> [Try it]: Please count the lines in this listing that include the string "test", and give only the number.

> [Entries supplied]:

PR #210, opened 2023-04-14
Make opened file visible in lookup

monthonk:
We have implemented this in readdir but missed it in lookup. We want the new files to be visible there as well. There might be two options here, 1/ We can lookup locally first and return immediately when the item we want is an uncommitted inode and we don't have to call any S3 APIs since it should not exist in S3 yet, or 2/ we can lookup remotely first then fall back to local. In this commit, we go with the second option because there is a possibility that someone could make a change remotely like creating a directory marker that shadow the uncommitted file.

---

### DIFF
--- a/mountpoint-s3/src/inode.rs
+++ b/mountpoint-s3/src/inode.rs
@@ -238,7 +238,27 @@ impl Superblock {
                 .update_or_insert(parent_ino, name, stat.clone(), InodeKind::File)?;
             Ok(LookedUp { inode, stat })
         } else {
-            Err(InodeError::FileDoesNotExist)
+            // if object with the given name doesn't exist we will look it up locally since it could be an uncommitted inode
+            let parent_state = parent.inner.sync.read().unwrap();
+            match &parent_state.kind_data {
+                InodeKindData::File { .. } => unreachable!("we know this is a directory"),
+                InodeKindData::Directory {
+                    children,
+                    writing_children,
+                } => {
+                    if let Some(inode) = children.get(name) {
+                        if writing_children.contains(&inode.ino()) {
+                            let inode = inode.clone();
+                            let stat = inode.inner.sync.read().unwrap().stat.clone();
+                            Ok(LookedUp { inode, stat })
+                        } else {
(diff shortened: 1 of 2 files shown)


mountpoint-s3/src/inode.rs
```diff
@@ -238,7 +238,27 @@ impl Superblock {
...
+                InodeKindData::File { .. } => unreachable!("we know this is a directory"),
+                InodeKindData::Directory {
+                    children,
+                    writing_children,
+                } => {
+                    if let Some(inode) = children.get(name) {
+                        if writing_children.contains(&inode.ino()) {
+                            let inode = inode.clone();
+                            let stat = inode.inner.sync.read().unwrap().stat.clone();
+                            Ok(LookedUp { inode, stat })
```
passaro, line 253: nit: maybe return here and just fallback to Err otherwise, avoiding the multiple else branches below.

passaro (approved):
With option 2, this is consistent with readdir, right? 
While writing to a new file:
* it will be visible in lookup and readdir,
* but if a file with the same key is added remotely, it will shadow the local one (at least `finish_writing`)
Do we have a way to test this behaviour?

mountpoint-s3/src/inode.rs
```diff
@@ -238,7 +238,27 @@ impl Superblock {
                 .update_or_insert(parent_ino, name, stat.clone(), InodeKind::File)?;
             Ok(LookedUp { inode, stat })
         } else {
-            Err(InodeError::FileDoesNotExist)
```
sauraank, line 241: Should we also add this case in the comments at line 233, otherwise comment can be misleading?

monthonk: Updated, I think we can say on line 233 that the object doesn't exist remotely.

monthonk:
@passaro yes, I think it's consistent with readdir and it's possible to write that kind of test maybe in `write_test.rs`. But I'm not sure if we want to, since we will just return remote result first, whatever it might be.

passaro (approved):
LGTM

PR #213, opened 2023-04-17
Add benchmark for readdir

monthonk:
In this commit, we add a new benchmark script for readdir operation. The benchmark itself is pretty simple, we're just doing `ls` against pre-generated directories with different size. However, comparing the results is a bit tricky because we're now measuring latency instead of throughput which is what we do in the existing benchmark.

Our current CI workflows don't support this scenario, so we have to introduce another workflow job just for this kind of benchmark. This new job will run the latency benchmark script, compare the new result with the previous one, and store them at dev/latency_bench path.

Max number of data points for the chart is also added in this commit to keep the chart clean.

---


monthonk:
You can see what the result page looks like in my forked repo [here](https://monthonk.github.io/mountpoint-s3/dev/latency_bench/).

mountpoint-s3/scripts/fs_latency_bench.sh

> [Solution to this task]: 2